Grafana for Visualization
While Prometheus provides the data and Alertmanager handles alerts, Grafana offers a user-friendly interface for visualizing metrics. Install Grafana on a dedicated Linode instance or on the Prometheus server if it has sufficient resources.
Install Grafana (example for Debian/Ubuntu):
sudo apt-get update sudo apt-get install -y apt-transport-https software-properties-common wget wget -q -O - https://apt.grafana.com/gpg.key | sudo apt-key add - echo "deb https://apt.grafana.com stable main" | sudo tee -a /etc/apt/sources.list.d/grafana.list sudo apt-get update sudo apt-get install grafana
Enable and start the Grafana service:
sudo systemctl daemon-reload sudo systemctl enable grafana-server sudo systemctl start grafana-server sudo systemctl status grafana-server
Access Grafana in your browser at http://your-linode-ip:3000. The default credentials are admin/admin. You’ll be prompted to change the password.
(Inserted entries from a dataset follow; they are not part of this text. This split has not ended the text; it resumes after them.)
PR #2294, opened 2020-12-15
Add munit test framework to the codebase

tgodzik:
This reverts commit 07403e1e5fd1e76ca3002be92d3b67619f889f2f.

Previously, in https://github.com/scalameta/scalafmt/pull/1697 munit was disabled because of the lacking support in Intellij. Currently, both issues mentioned in the PR are resolved and the support is much improved:

https://blog.jetbrains.com/scala/2020/12/01/intellij-scala-plugin-2020-3/#munit-support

Add Prometheus as a data source in Grafana:
- Navigate to Configuration (gear icon) > Data Sources.
- Click Add data source.
- Select Prometheus.
- Set the URL to
http://localhost:9090(if Grafana and Prometheus are on the same server) or the IP address of your Prometheus Linode followed by:9090. - Click Save & Test.
Import pre-built dashboards or create your own. Search for “Node Exporter Full” and “MongoDB” dashboards on Grafana.com/dashboards. You’ll need to select your Prometheus data source when importing.
Security Considerations
When setting up monitoring, security is paramount:
- Firewall Rules: Restrict access to Prometheus (9090), Alertmanager (9093), Grafana (3000), and exporter ports (9100, 9216) to only necessary IP addresses (e.g., your monitoring server, your IP for Grafana access).
- TLS: For production, configure TLS for Prometheus, Alertmanager, and Grafana to encrypt traffic.
- Authentication: Enable authentication for Grafana and consider basic auth for Prometheus/Alertmanager endpoints if they are exposed externally.
- MongoDB Credentials: Use a dedicated, least-privilege MongoDB user for the exporter. Store credentials securely, ideally using environment variables or a secrets management system, rather than hardcoding them in service files.
Conclusion
This comprehensive setup provides a robust foundation for monitoring your Shopify app and MongoDB clusters on Linode. By integrating Prometheus, Node Exporter, MongoDB Exporter, Alertmanager, and Grafana, you gain deep visibility into system health, application performance, and database operations, enabling you to detect and resolve issues proactively, ensuring high availability and a smooth user experience.